Building on the concepts and results of the predecessor project DEEP, we focus on the following objectives:
- DEEP-ER extends the Cluster-Booster architecture of the DEEP project by a highly scalable I/O system and implements an efficient mechanism to recover application tasks that fail due to hardware errors.
- The project leverages new memory technology to provide increased performance and power efficiency. As a result, I/O-intensive HPC codes will run faster and exploit higher scalability. HPC applications will be able to profit from sophisticated checkpointing and task restart techniques reducing overhead seen today, even on large-scale systems.

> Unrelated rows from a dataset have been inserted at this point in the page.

PR #1558, opened 2024-01-17
Add: nasl-cli notus update subcommand

jjnicola:
**What**:
Load up Notus Advisories into redis.
It performs the signature check, the hashsum check and the upload.

Signature check is optional. It must be enabled with the command line option but also the environment variable to the gnupg keyring must be set.

Usage:
`GPGHOME=/path/to/.gnupg nasl-cli notus update --path <path-to-the-advisories> --signature-check`

Jira: SC-997

**Why**:

**How**:

**Checklist**:

- [ ] Tests


rust/models/src/advisories.rs
```diff
@@ -0,0 +1,240 @@
...
+            filename: data.filename.to_string(),
+            refs,
+            family: data.product_data.family.to_owned(),
+            name: data.adv.title.to_owned(),
+            category: "3".to_string(),
+        }
+    }
+}
+
+//impl Vulnerability {
```
nichtsfrei, line 199: can this be deleted?

rust/nasl-cli/src/notusupdate/mod.rs
```diff
@@ -0,0 +1,69 @@
...
+                }
+            };
+
+            let signature_check = args
+                .get_one::<bool>("signature-check")
+                .cloned()
+                .unwrap_or(false);
+
+            let dispatcher =
+                redis_storage::NvtDispatcher::as_dispatcher(&redis, NOTUSUPDATE_SELECTOR)
```
nichtsfrei, line 59: maybe the NvtDispatcher of redis_storage should be renamed?

rust/nasl-cli/src/notusupdate/update.rs~
```diff
@@ -0,0 +1,59 @@
+// SPDX-FileCopyrightText: 2023 Greenbone AG
```
nichtsfrei, line 1: seems like a swap file?

rust/notus/src/update/#mod.rs#
```diff
@@ -0,0 +1,69 @@
+// SPDX-FileCopyrightText: 2023 Greenbone AG
```
nichtsfrei, line 1: seeme like a swap file?

rust/models/src/advisories.rs
jjnicola: ups.. that was my try of serializer for vulnerabilities.

rust/nasl-cli/src/notusupdate/mod.rs
jjnicola: I thought about it and forgot to do it.

rust/notus/src/update/#mod.rs#
jjnicola: ups. Also, clean up other files.

rust/nasl-cli/src/notusupdate/update.rs~
jjnicola: ups

jjnicola:
thanks for the review @nichtsfrei

nichtsfrei:
I have been thinking about the separation between the 'notus' and 'feed' commands. Although it is technically correct to separate them, I'm questioning whether users actually need this differentiation or if they would rather 'verify' and 'update' them in one command?

nichtsfrei:
> I have been thinking about the separation between the 'notus' and 'feed' commands. Although it is technically correct to separate them, I'm questioning whether users actually need this differentiation or if they would rather 'verify' and 'update' them in one command?

maybe something like `nasl-cli feed update` -> notus + nasl, `nasl-cli feed --notus update` -> only notus and the same for nasl?

nichtsfrei (approved):

ArnoStiefvater (approved):

PR #1562, opened 2024-01-31
Add: get_vts path for getting vts from redis cache

jjnicola:
**What**:
Add: get_vts path for getting vts from redis cache
Jira: SC-998

**Why**:

**How**:

**Checklist**:

- [ ] Tests


nichtsfrei (changes requested):
As you have multiple collects, starting at VtHelper. Meaning redis streams, we collect, then we iteratore and collect again, this is done 3 times.

- ListRetriever::retrieve_keys - oids
- ListRetriever::retrieve_keys - notus
- GetVts - for each found key we call retrieve_single_nvt. again in a blocking fashion

This will allocate about ~40MB of memory per request for the whole stream.

Therefore I think it is best to use a Iterator and stream the response rather than collecting on each step.

Addiotionally since we already have an alternative approach of getting oids I think we need to either remove the previous one or use it. 

Having to maintain both ways is unnecessary effort.

nichtsfrei (approved):

nichtsfrei:
Decided to merge and now change it later.

Kraemii (approved):

PR #1563, opened 2024-01-31
Change: update hyper to version 1

nichtsfrei:
This changes the underlying version of hyper to version 1.

The run methods is moved to controller. This hypothetically allows us to
run a complete server within tests.

When TLS is enabled, which should be the case for all production
environments, then it will use http2. On http it uses http1 so that it
is more convenient to use with curl.

The stream handling of results and oids is changed to channel and chunks
as it is easier to understand and requires less code then our previous
Stream approach.

The handling of TLS and insecure mode are now more separated, although
this results in wet code with a few duplication it is believed to be
easier to change when there is a problem within one mode but not the
other.

The client identifier handling is also changed, rather then using
wrapper upon wrapper we use a global arc in run and reset per request.


jjnicola (dismissed):

rust/openvasd/src/controller/mod.rs
```diff
@@ -48,27 +59,112 @@ pub enum ClientIdentifier {
...
 impl<T> Scanner for T where T: ScanStarter + ScanStopper + ScanDeleter + ScanResultFetcher {}
 
+fn retrieve_and_reset(id: Arc<RwLock<ClientIdentifier>>) -> ClientIdentifier {
+    // get client information
+    let mut ci = id.write().unwrap();
+    let cci = ci.clone();
+    // reset client information
+    *ci = ClientIdentifier::Unknown;
+    drop(ci);
+    cci
```
Kraemii, line 72: why overwrite `ci` and drop it directly afterwards manually? Isn't it drop regardless after the end of the function?

nichtsfrei: the handler call may be slow. to remove the lock I drop it immediately so that the next request doesn't have to wait until the handling of the previous request is done.

nichtsfrei: ah nevermind, wrong function. yes, you're right I just drop out of habit.

Kraemii (approved):

PR #1564, opened 2024-02-01
 Change: Ci: cleaning up and restructure gh actions

nichtsfrei:
Changes the Release Trigger Process

To initiate a release, navigate to `Actions -> CI` in the GitHub repository, and
click on `Run workflow`. Choose from the following options:
- `major`: For a major release with incompatible changes.
- `minor`: For a minor release introducing new features.
- `patch`: For a patch release focusing on bug fixes and minor improvements.
- `no_release`: To run the pipeline without releasing, updating the edge image.

Jobs Overview

The CI pipeline incorporates multiple jobs, each with a specific function in the
development lifecycle.

1. Initialization (`init`)

If the initialization fails it will prevent furter execution of `build`.

- **Purpose**: Sets the release type based on the input or event that triggered
  the workflow.
- **Workflow File**: `init.yaml`

2. Unit Tests (`unittests`)
- **Purpose**: Executes unit tests to validate code changes.
- **Workflow File**: `tests.yml`

If the unit tests fails it will prevent furter execution of `build`.

3. Build (`build`)
- **Purpose**: Compiles and builds the project, preparing it for testing and
  deployment.
- **Dependencies**: Requires successful completion of `unittests`.
- **Workflow File**: `build.yml`

If the build fails it will prevent furter execution of `functional`.

4. Linting (`linting`)
- **Purpose**: Ensures code quality and consistency through linting.
- **Workflow File**: `linting.yml`

If linting fails it will not prevent execution of the other steps, as it may be
that newer versions of the used tooling finds new linting issues that are not
affecting the binary as much.

5. Functional Testing (`functional`)
- **Purpose**: Conducts functional tests on the build.
- **Dependencies**: Needs a successful `build`.
- **Workflow File**: `functional.yaml`

If the functional tests fail it will prevent furter execution of
`containerization`.

6. Containerization
- **Purpose**: Packages the build into Docker containers.
- **Jobs**:
  - **Container**: Uses `push-container.yml`.
  - **Container Testing**: Uses `push-container-testing.yml`.
  - **Container Oldstable**: Uses `push-container-oldstable.yml`.
- **Dependencies**: Depends on `build`, `init`, and `functional`.

If the `containerization` fails the smoketests cannot be executed.

7. Smoke Tests (`smoketests`)
- **Purpose**: Conducts tests on helm chart based on the previously pushed
  docker image.
- **Conditions**: Excluded during pull request events.
- **Dependencies**: Relies on `container`, `build`, and `init`.
- **Workflow File**: `smoketest.yaml`

If the smoketests fail the helm chart will not be updated and releases be
prevented.

8. Helm Chart Deployment (`helm`)
- **Purpose**: Deploys Helm chart, assuming `IMAGE_REGISTRY` is configured.
- **Conditions**: Triggered if `IMAGE_REGISTRY` is set.
- **Dependencies**: Depends on `smoketests`, `container`, `build`, and `init`.
- **Workflow File**: `push-helm-chart.yml`

9. Release (`release`)
- **Purpose**: Handles the release process for different version types.
- **Conditions**: Activated based on the release type set in `init`.
- **Dependencies**: Requires `smoketests`, `container`, `build`, and `init`.
- **Workflow File**: `release.yml`

The CI workflow employs GitHub secrets for secure authentication and interaction
with external services such as DockerHub.

- **DOCKERHUB_USERNAME**: DockerHub username.
- **DOCKERHUB_TOKEN**: Token for DockerHub with write access to the registry.
- **GREENBONE_BOT_TOKEN**: Token for Helm chart registry and GitHub repository
  operations.
- **GREENBONE_BOT**: Username for git commits.
- **GREENBONE_BOT_MAIL**: Email address for git commits.


.github/workflows/init.yaml
```diff
@@ -0,0 +1,149 @@
...
+      latest_version: ${{ steps.version.outputs.latest_version }}
+      release_kind:  ${{ steps.version.outputs.release_kind }}
+      release_ref:  ${{ steps.version.outputs.release_ref }}
+      project:  ${{ steps.version.outputs.project}}
+    steps:
+      - name: Checkout
+        uses: actions/checkout@v4
+        with:
+          fetch-depth: 0
+      - name: "set IS_VERSION_TAG"
```
bjoernricks, line 51: Would be nice to use https://github.com/greenbone/actions/tree/main/is-latest-tag here instead

.github/workflows/release.yml
```diff
@@ -34,115 +44,30 @@ on:
...
-      RELEASE_REF: ${{needs.calculate_version.outputs.release_ref}}
-      LATEST_VERSION: ${{needs.calculate_version.outputs.latest_version}}
-      NEW_VERSION: ${{needs.calculate_version.outputs.new_version}}
-      PROJECT: ${{needs.calculate_version.outputs.project}}
+      RELEASE_KIND: ${{inputs.release_kind}}
+      RELEASE_REF: ${{inputs.release_ref}}
+      LATEST_VERSION: ${{inputs.latest_version}}
+      NEW_VERSION: ${{inputs.new_version}}
+      PROJECT: ${{inputs.project}}
     steps:
```
bjoernricks, line 56: I really think you should use the https://github.com/greenbone/actions/tree/main/release action here

nichtsfrei: Last time I checked it didn't match all our needs, hence we have that self written approach. We may change it, however based on the massive restructure I would prefer to do that later.

.github/workflows/init.yaml
nichtsfrei: i fail to understand why that would be beneficial.

.github/workflows/release.yml
nichtsfrei: For an example it doesn't seem to create a branch on a major version change. It doesn't support Rust. 

The capability of creating a branch on major version is crucial for us and part of the existing release process. Given the complexity of github action and the inability to validate it on a local machine I really, really think this is not the right PR for requesting release process changes.

bjoernricks: If you really really want to maintain your specific workflows on your own you can of course do whatever you want.

nichtsfrei: we already do that, that's not changed within this PR: https://github.com/greenbone/openvas-scanner/blob/main/.github/workflows/release.yml

I would love to switch, but again, we can't as that action doesn't cover everything we need. I didn't say you're wrong I did say this is not the time to bring it up.

y0urself: I could see you doing - instead of maintaining your own:
a) add the desired features to the action (contribution)
b) ask DevOps to do a)

Would that solve your problem?

nichtsfrei: yes, b. would be, but again: not the right PR to request that. Can we please go down the official route instead of discussing on a PR that DOES NOT change the release process.

.github/workflows/README.md
```diff
@@ -0,0 +1,92 @@
...
+- `patch`: For a patch release focusing on bug fixes and minor improvements.
+- `no_release`: To run the pipeline without releasing, updating the edge image.
+
+## Jobs Overview
+
+The CI pipeline incorporates multiple jobs, each with a specific function in the development lifecycle.
+
+### 1. Initialization (`init`)
+
+If the initialization fails it will prevent furter execution of `build`.
```
Kraemii, line 19:
```suggestion
If the initialization fails it will prevent further execution of `build`.
```
This typo occurs multiple times

.github/workflows/ddependabot.yml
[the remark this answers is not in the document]
nichtsfrei: can be deleted

Kraemii (dismissed):

Kraemii (approved):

- DEEP-ER builds a prototype based on the second generation Intel® Xeon Phi processor, a uniform high-speed interconnect across Cluster and Booster, non-volatile memory on the compute nodes, and network attached memory providing high-speed shared storage.
- A highly scalable and efficient I/O system based on Fraunhofer’s BeeGFS file system supports I/O intensive applications, using the optimised I/O middleware SIONlib and Exascale10. A multi-level checkpoint scheme exploits the powerful I/O subsystem and the fast, network-attached storage to reduce the overhead of saving state for long-running tasks.
- The OmpSs based DEEP programming model governs the creation of checkpoints and seamlessly restarts failed tasks.
- Seven important HPC applications are optimised demonstrating the usability, performance and resiliency of the DEEP-ER Prototype.